Less-Common but Potent Greens
- Dandelion Greens: Raw dandelion greens are highly concentrated, providing 778 mcg per 100 grams.
- Beet Greens: A half-cup of cooked beet greens contains 349 mcg.
Cruciferous Vegetables: The Non-Leafy Contenders
While leafy greens dominate, other vegetables from the cruciferous family provide substantial amounts of vitamin K and should not be overlooked.
- Brussels Sprouts: Loaded with vitamin K, a single cup of cooked sprouts offers 140 mcg.
- Broccoli: This popular floreted vegetable delivers 110 mcg per half-cup when boiled.
- Cabbage: A cup of cooked cabbage contains a respectable 82 mcg of vitamin K.
Other Notable Sources
Beyond the green giants, other vegetables and plant-based foods can contribute to your daily vitamin K intake.
- Soybeans & Edamame: Roasted soybeans provide 43 mcg per half-cup, while edamame offers 21 mcg.
- Green Beans: A half-cup of cooked green beans provides 30 mcg of vitamin K.
- Asparagus: Cooked asparagus contains about 51 mcg per 100 grams.
- Pumpkin: Canned pumpkin can also be a surprising source, with a half-cup containing around 20 mcg.

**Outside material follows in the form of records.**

PR #1154, opened 2024-11-14
docs: add snippet for evaluating a boosted tree model

rey-esp:

### DIFF
--- a/samples/snippets/classification_boosted_tree_model_test.py
+++ b/samples/snippets/classification_boosted_tree_model_test.py
@@ -38,7 +38,8 @@ def test_boosted_tree_model(random_model_id: str) -> None:
         ]
     )
     del input_data["functional_weight"]
-    # [END bigquery_dataframes_bqml_boosted_tree_prepare]   # [START bigquery_dataframes_bqml_boosted_tree_explain]
+    # [END bigquery_dataframes_bqml_boosted_tree_prepare]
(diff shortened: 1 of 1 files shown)


samples/snippets/classification_boosted_tree_model_test.py
```diff
@@ -62,5 +62,29 @@ def test_boosted_tree_model(random_model_id: str) -> None:
         replace=True,
     )
     # [END bigquery_dataframes_bqml_boosted_tree_create]
+    # [START bigquery_dataframes_bqml_boosted_tree_explain]
+    # Select model you'll use for predictions. `read_gbq_model` loads model
+    # data from BigQuery, but you could also use the `tree_model` object
+    # from the previous step.
+    tree_model = bpd.read_gbq_model(
+        your_model_id,  # For example: "your-project.bqml_tutorial.tree_model"
```
tswast, line 70: I see this is different from `to_gbq` above. Let's make sure the model ID here and there matches the one from the SQL sample.

tswast (commented):
Looks good! Let's just fix up the read_gbq and to_gbq comments

samples/snippets/classification_boosted_tree_model_test.py
rey-esp: Nice catch! I believe I added in the correct names for everything, but I'm not 100% certain

tswast (approved):
Awesome, thanks!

Maximizing Vitamin K Absorption
Since vitamin K is a fat-soluble vitamin, pairing your vegetables with a source of healthy fat can significantly improve its absorption by the body.
- Drizzle olive oil or a vinaigrette over your leafy green salad.

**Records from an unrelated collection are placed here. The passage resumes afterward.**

PR #1166, opened 2024-11-21
feat: support dataframe where method

jialuoo:
See details at https://buganizer.corp.google.com/issues/369895394#comment7


bigframes/dataframe.py
```diff
@@ -2039,6 +2039,55 @@ def itertuples(
...
+            other_id = other_col[x] if x in other_col else ex.const(None)
+            result_block, result_id = aligned_block.project_expr(
+                ops.where_op.as_expr(self_id, cond_id, other_id)
+            )
+            series = bigframes.series.Series(
+                result_block.select_column(result_id).with_column_labels([x])
+            )
+            result_series[x] = series
+
+        return DataFrame(result_series)
```
TrevorBergeron, line 2089: I think the only issue with this is we are rebuilding the columns index from the individual labels, so we may actually lose `df.columns.name` property from the original dataframe. Might be worth setting this property in one of the tests to see if we match pandas behavior

jialuoo: Nice catch! 
1. Fixed the `df.column.name` and `df.column.names` properties (and added a test for it) to match pandas behavior.
2. Per offline discussion, it will not support multi-index and/or multi-column for now (see details from https://buganizer.corp.google.com/issues/369895394#comment8)

bigframes/dataframe.py
```diff
@@ -2039,6 +2039,63 @@ def itertuples(
             for item in df.itertuples(index=index, name=name):
                 yield item
 
+    def where(self, cond, other=None):
+        if isinstance(other, bigframes.series.Series):
+            raise ValueError("Seires is not a supported replacement type!")
+
+        if self.columns.nlevels > 1 or self.index.nlevels > 1:
```
TrevorBergeron, line 2046: I understand `columns` multindex might cause some trouble, but what issues does the `index` mutliindex cause? Does default join alignment logic not work for some cases?

jialuoo: Very good question. I considered it and lean not to support it in this PR. This is because multi-index also includes some rare edge cases (similar to multi-columns) that need further investigation and analysis.

For pandas df.where(), it generally supports 2 major use cases:
-- Case1 (most commonly seen): when the condition/`cond` is a logical operation of the df itself, e.g. df.where(df>0), df.where(df[‘col’]>0).
-- Case2 (edge cases): when condition/`cond` is another user-defined dataframe (say df1), e.g. df.where(df1>0), df.where(df1[‘col’]>0), etc.
(please note, for replacement/`other`, it also supports similar use cases with some difference: e.g. it cannot be a Series)

The algorithm in this PR supports both use cases (same behavior as pandas, verified) when there is no multi-index and/or multi-columns involved. It actually supports Case1 for multi-index (verified too).

However, when supporting multi-index, Case2 are not well documented from pandas and the execution rules are ambiguous (e.g. the join step between df and df1 within the where method).

I suggest opening another task with more investigation and analysis for edge cases if we want to support it later.

TrevorBergeron (approved):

- Sauté spinach or kale in a small amount of oil.
- Add sliced avocado to a salad or smoothie, as avocado also contains vitamin K and healthy fats.
- Mix nuts or seeds into vegetable dishes.
Vitamin K Content Comparison
| Vegetable (Preparation) | Serving Size | Vitamin K Content (mcg) | Percent Daily Value (approx.) | 
|---|---|---|---|
| Collard Greens (cooked) | 1/2 cup | 530 | 442% | 
| Turnip Greens (cooked) | 1/2 cup | 426 | 355% | 
| Spinach (raw) | 1 cup | 145 | 121% | 
| Kale (raw) | 1 cup | 113 | 94% | 
| Brussels Sprouts (cooked) | 1 cup | 156 | 130% | 
| Broccoli (cooked) | 1/2 cup | 110 | 92% | 
| Cabbage (cooked) | 1/2 cup | 82 | 68% | 
| Green Beans (cooked) | 1/2 cup | 30 | 25% | 
Conclusion
While a variety of vegetables contain vitamin K, dark, leafy greens and cruciferous vegetables are the most potent sources for increasing your intake. Collard greens, turnip greens, and spinach top the list, providing more than enough of the recommended daily amount in a single serving. For optimal absorption, remember to pair these fat-soluble vitamin sources with a healthy fat, such as olive oil or avocado. Incorporating a diverse range of these vegetables into your meals is an effective and delicious way to ensure you are getting enough of this vital nutrient for your blood and bone health. For more detailed nutritional information, consult the NIH Office of Dietary Supplements.